··· INFORMATION SHOWN

PR #815, opened 2022-05-12
[BUGFIX] Fix all-year calendar title and restore previous markup

dvoracek-slub:
The adjustments to markup are mostly so that styles won't have to be adjusted.


albig (approved):
Thanks for fixing!

PR #810, opened 2022-05-10
[FEATURE] Integrate JS for 3D viewer

beatrycze-volk:
Depends on #686

PR #817, opened 2022-05-17
[FEATURE] Use proxy for loading 3D models

beatrycze-volk:
Depends on #810


Classes/Controller/View3DController.php
```diff
@@ -41,21 +41,23 @@ public function mainAction()
...
                 // Configure @action URL for form.
                 $uri = $this->uriBuilder->reset()
                     ->setTargetPageUid($GLOBALS['TSFE']->id)
                     ->setCreateAbsoluteUri(!empty($this->settings['forceAbsoluteUrl']) ? true : false)
                     ->setArguments([
                         'eID' => 'tx_dlf_pageview_proxy',
-                        'url' => urlencode($url),
-                        'uHash' => GeneralUtility::hmac($url, 'PageViewProxy')
+                        'url' => $url,
+                        'uHash' => 'View3DController'
```
sebastian-meyer: Why did you remove the uHash? This makes Kitodo.Presentation vulnerable to attacks. Please keep this the same as in the PageView plugin. (You can even keep the same message `PageViewProxy`.)
```suggestion
                        'uHash' => GeneralUtility::hmac($url, 'PageViewProxy')
```

Classes/Eid/PageViewProxy.php
```diff
@@ -130,7 +130,9 @@ protected function handleGet(ServerRequestInterface $request): ResponseInterface
 
         // get and verify the uHash
         $uHash = (string) ($queryParams['uHash'] ?? '');
-        if (!hash_equals(GeneralUtility::hmac($url, 'PageViewProxy'), $uHash)) {
+        if ($uHash == 'View3DController') {
+            // don't verify hash
+        } else if (!hash_equals(GeneralUtility::hmac($url, 'PageViewProxy'), $uHash)) {
```
sebastian-meyer: See above: this should stay unchanged for security reasons.
```suggestion
        if (!hash_equals(GeneralUtility::hmac($url, 'PageViewProxy'), $uHash)) {
```

Resources/Private/Templates/View3D/Main.html
```diff
@@ -13,7 +13,7 @@
       xmlns:f="http://typo3.org/ns/TYPO3/CMS/Fluid/ViewHelpers"
       data-namespace-typo3-fluid="true">
 
-    <p id="DFG_3DViewer" 3d="{url}" class="tx-dlf-view-3d"></p>
+    <p id="DFG_3DViewer" 3d="{url}" 3d="{proxy}" class="tx-dlf-view-3d"></p>
```
sebastian-meyer: Is it intentional, that both the plain URL and the Proxy-URL use the same attribute name?

sebastian-meyer (changes requested):

Resources/Private/Templates/View3D/Main.html
sebastian-meyer: Do we even need the plain URL when the proxy should be used?

Classes/Controller/View3DController.php
beatrycze-volk: Because if the file name of model is changed than proxy is failing. You know this problem with the incorrect names of the model and then changed suffix. After suffix is adjusted our URL needs to also change and then it all doesn't work anymore.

······

INSTRUCTIONS FOR THE TASK:
Using the entries above, copy out all lines that contain the string "GeneralUtility".

TASK ANSWER:
-                        'uHash' => GeneralUtility::hmac($url, 'PageViewProxy')
                        'uHash' => GeneralUtility::hmac($url, 'PageViewProxy')
-        if (!hash_equals(GeneralUtility::hmac($url, 'PageViewProxy'), $uHash)) {
+        } else if (!hash_equals(GeneralUtility::hmac($url, 'PageViewProxy'), $uHash)) {
        if (!hash_equals(GeneralUtility::hmac($url, 'PageViewProxy'), $uHash)) {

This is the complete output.